#### [Data supplied]
◆ ◆ ◆ ◆ ◆ ◆ ◆

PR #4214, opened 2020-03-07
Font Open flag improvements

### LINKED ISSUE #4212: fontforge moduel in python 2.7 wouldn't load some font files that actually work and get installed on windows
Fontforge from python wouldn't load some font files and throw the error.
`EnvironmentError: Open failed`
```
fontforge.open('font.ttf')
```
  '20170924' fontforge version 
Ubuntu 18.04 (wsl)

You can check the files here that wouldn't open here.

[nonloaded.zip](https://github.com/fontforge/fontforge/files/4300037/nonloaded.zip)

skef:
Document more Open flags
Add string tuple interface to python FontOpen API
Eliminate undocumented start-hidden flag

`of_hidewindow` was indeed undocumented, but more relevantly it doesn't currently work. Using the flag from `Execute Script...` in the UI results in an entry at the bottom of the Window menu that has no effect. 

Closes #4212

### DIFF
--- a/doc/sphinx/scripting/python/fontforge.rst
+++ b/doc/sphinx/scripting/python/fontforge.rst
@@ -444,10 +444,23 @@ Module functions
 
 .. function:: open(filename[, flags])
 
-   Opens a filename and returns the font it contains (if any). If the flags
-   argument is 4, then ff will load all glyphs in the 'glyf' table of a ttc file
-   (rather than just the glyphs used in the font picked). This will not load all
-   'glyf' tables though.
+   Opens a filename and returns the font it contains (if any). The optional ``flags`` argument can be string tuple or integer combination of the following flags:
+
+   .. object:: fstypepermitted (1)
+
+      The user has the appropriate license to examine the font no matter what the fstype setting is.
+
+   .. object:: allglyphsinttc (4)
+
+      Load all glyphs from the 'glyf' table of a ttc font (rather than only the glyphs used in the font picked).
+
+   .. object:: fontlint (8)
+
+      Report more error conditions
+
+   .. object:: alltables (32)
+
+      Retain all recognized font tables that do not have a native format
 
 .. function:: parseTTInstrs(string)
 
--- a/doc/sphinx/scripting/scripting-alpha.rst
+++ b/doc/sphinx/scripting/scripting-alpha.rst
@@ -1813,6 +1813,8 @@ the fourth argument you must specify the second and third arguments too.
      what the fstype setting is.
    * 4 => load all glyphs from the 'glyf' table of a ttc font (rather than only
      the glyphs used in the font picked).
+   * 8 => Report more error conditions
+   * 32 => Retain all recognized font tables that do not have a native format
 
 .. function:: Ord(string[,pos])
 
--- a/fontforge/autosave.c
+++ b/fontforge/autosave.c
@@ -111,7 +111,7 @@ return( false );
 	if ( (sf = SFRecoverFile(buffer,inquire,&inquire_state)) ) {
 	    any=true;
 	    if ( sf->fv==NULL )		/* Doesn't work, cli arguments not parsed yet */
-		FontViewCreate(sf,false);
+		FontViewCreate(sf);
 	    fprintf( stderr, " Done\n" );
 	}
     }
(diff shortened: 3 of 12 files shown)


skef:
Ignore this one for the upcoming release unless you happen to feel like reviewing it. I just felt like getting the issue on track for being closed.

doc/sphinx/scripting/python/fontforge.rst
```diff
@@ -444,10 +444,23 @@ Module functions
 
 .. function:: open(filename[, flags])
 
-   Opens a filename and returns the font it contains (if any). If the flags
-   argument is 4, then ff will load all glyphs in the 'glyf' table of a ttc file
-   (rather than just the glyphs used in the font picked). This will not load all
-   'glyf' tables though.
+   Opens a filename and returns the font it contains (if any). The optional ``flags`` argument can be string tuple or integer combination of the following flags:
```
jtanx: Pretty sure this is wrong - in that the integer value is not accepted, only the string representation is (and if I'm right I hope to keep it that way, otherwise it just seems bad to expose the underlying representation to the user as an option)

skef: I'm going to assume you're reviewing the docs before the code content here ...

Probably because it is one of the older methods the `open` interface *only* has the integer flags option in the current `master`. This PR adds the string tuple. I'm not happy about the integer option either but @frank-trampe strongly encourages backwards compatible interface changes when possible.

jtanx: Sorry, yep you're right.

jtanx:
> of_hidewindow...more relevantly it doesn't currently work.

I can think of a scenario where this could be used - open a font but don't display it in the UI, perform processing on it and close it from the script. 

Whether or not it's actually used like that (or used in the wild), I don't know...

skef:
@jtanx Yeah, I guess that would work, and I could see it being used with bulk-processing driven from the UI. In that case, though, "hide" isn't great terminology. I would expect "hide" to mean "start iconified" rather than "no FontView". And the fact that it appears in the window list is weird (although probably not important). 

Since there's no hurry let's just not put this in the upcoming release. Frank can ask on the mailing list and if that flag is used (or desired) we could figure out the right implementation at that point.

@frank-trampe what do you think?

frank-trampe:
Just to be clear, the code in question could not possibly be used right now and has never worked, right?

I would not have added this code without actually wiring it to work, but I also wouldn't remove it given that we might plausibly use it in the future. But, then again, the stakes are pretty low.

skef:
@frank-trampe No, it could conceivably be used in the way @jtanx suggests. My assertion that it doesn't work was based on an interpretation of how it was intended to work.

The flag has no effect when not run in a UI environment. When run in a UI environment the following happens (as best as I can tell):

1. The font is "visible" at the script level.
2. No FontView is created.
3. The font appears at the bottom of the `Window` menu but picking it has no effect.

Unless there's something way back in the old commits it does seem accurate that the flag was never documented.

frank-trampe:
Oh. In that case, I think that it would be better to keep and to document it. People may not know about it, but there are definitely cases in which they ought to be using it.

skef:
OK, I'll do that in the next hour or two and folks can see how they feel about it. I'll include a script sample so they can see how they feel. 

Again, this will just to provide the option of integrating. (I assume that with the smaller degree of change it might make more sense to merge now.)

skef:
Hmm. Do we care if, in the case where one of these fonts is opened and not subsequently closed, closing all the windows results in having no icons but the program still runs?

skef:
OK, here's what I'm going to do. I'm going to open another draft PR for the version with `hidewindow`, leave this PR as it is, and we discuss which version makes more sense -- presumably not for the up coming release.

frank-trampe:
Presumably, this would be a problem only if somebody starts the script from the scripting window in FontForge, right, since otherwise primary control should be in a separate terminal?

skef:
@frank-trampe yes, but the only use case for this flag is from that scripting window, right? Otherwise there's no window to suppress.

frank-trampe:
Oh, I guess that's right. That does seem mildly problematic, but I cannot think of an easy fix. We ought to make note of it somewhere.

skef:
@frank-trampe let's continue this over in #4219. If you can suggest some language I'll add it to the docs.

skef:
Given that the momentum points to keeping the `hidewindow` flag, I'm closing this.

◆ ◆ ◆ ◆ ◆ ◆ ◆

#### [Aim of the exercise]
Each line of the material that contains the string "interface" has to be copied out.

#### [Answer space]
Add string tuple interface to python FontOpen API
Probably because it is one of the older methods the `open` interface *only* has the integer flags option in the current `master`. This PR adds the string tuple. I'm not happy about the integer option either but @frank-trampe strongly encourages backwards compatible interface changes when possible.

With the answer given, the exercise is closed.